What's the solution?
The researchers developed a method that works by directly tweaking the way the AI 'understands' the text instructions, specifically at the level of individual words or 'tokens'. They use a special tool called a Sparse Autoencoder to find the parts of the AI's understanding that control specific image attributes. By carefully adjusting these parts, they can change one aspect of the image without messing up others, and they can smoothly control the strength of the edit. Importantly, this method doesn't require changing the core AI image generator itself, so it can be used with many different AI systems.
Why it matters?
This research is important because it makes AI image editing much more user-friendly and powerful.

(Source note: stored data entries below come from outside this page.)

PR #1397, opened 2021-08-06
Fix defaults file ordering

hestolz:
Have seen cases where `MDSD_OPTIONS` was defined before `MDSD_LOG` which meant that mdsd was trying to log in `/`. Also fixed trailing whitespace/tabs.

### DIFF
--- a/AzureMonitorAgent/agent.py
+++ b/AzureMonitorAgent/agent.py
@@ -421,7 +421,10 @@ def install():
             data = []
             new_data = ""
             vars_set = set()
-            dependent_vars = set(default_configs.keys()).intersection(["MDSD_OPTIONS"])
+            dependent_vars = ["MDSD_OPTIONS"]
+
+            # Scope to only dependent envvar being set by extension wrapper
+            dependent_vars = set(default_configs.keys()).intersection(dependent_vars)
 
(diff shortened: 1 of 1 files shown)


AzureMonitorAgent/agent.py
```diff
@@ -421,23 +421,41 @@ def install():
             data = []
             new_data = ""
             vars_set = set()
```
hestolz, line 423: functional changes between here and line `455`

AzureMonitorAgent/agent.py
```diff
@@ -421,23 +421,41 @@ def install():
...
+            dependent_vars = set(default_configs.keys()).intersection(["MDSD_OPTIONS"])
+
+            # Copy existing comments/envvar to the updated defaults file; replace existing envvar values if appropriate
             with open(config_file, "r") as f:
```
simathih, line 427: Separate variable for mdsd options array

simathih (approved):

AzureMonitorAgent/agent.py
hestolz: @simathih fixed, thanks

simathih (approved):

PR #1400, opened 2021-08-13
Change output of subprocess.communicate() to str

aswatt:
subprocess.communicate() outputs a bytes-like object in this case, when we want it to be a string (for comparison purposes). In Python3, checking to see if "arc" is in output causes an error, since it's trying to compare a string and a bytes-like object. Using decode() on this bytes-like object will change it to a string, fixing this issue.

For this work item: https://msazure.visualstudio.com/One/_workitems/edit/10234552


hestolz (changes requested):
Please check `run_get_output` to see how best to handle this (e.g. the error handling mode should be set). Also special casing for just py3 may be needed.

aswatt:
Arc watcher function (which contained this change) has been deprecated: https://github.com/Azure/azure-linux-extensions/pull/1460

Original issue should no longer occur due to the removal of the function, and this change is therefore no longer necessary.

PR #1403, opened 2021-08-25
AMA: short circuit enable() logic when sequence number has not changed

thperapp:
Added logic to short circuit the enable() method when the [n].settings file in the config folder has not changed. 

The call to HandlerUtil.save_seq() stores the last sequence number that enable successfully ran for in mrseq. 
The check at the start of the function determines whether n (from most recent [n].settings file)> saved sequence number in mrseq before proceeding with enable()

### DIFF
--- a/AzureMonitorAgent/agent.py
+++ b/AzureMonitorAgent/agent.py
@@ -524,7 +524,7 @@ def enable():
     the settings provided are incomplete or incorrect.
     Note: enable operation times out from WAAgent at 5 minutes
     """
-    global AMAServiceStartCommand, AMAServiceStatusCommand, HUtilObject
+    global AMAServiceStartCommand, AMAServiceStatusCommand
 
     if HUtilObject:
         if(HUtilObject.is_seq_smaller()):
--- a/AzureMonitorAgent/agent.py
+++ b/AzureMonitorAgent/agent.py
@@ -524,7 +524,12 @@ def enable():
     the settings provided are incomplete or incorrect.
     Note: enable operation times out from WAAgent at 5 minutes
     """
-    global AMAServiceStartCommand, AMAServiceStatusCommand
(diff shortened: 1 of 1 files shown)


AzureMonitorAgent/agent.py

It allows for more precise and intuitive control, meaning people can easily create exactly the images they envision without a lot of trial and error. This could have a big impact on fields like graphic design, art, and visual effects.
Abstract
Large-scale text-to-image diffusion models have become the backbone of modern image editing, yet text prompts alone do not offer adequate control over the editing process. Two properties are especially desirable: disentanglement, where changing one attribute does not unintentionally alter others, and continuous control, where the strength of an edit can be smoothly adjusted. We introduce a method for disentangled and continuous editing through token-level manipulation of text embeddings. The edits are applied by manipulating the embeddings along carefully chosen directions, which control the strength of the target attribute. To identify such directions, we employ a Sparse Autoencoder (SAE), whose sparse latent space exposes semantically isolated dimensions. Our method operates directly on text embeddings without modifying the diffusion process, making it model agnostic and broadly applicable to various image synthesis backbones. Experiments show that it enables intuitive and efficient manipulations with continuous control across diverse attributes and domains.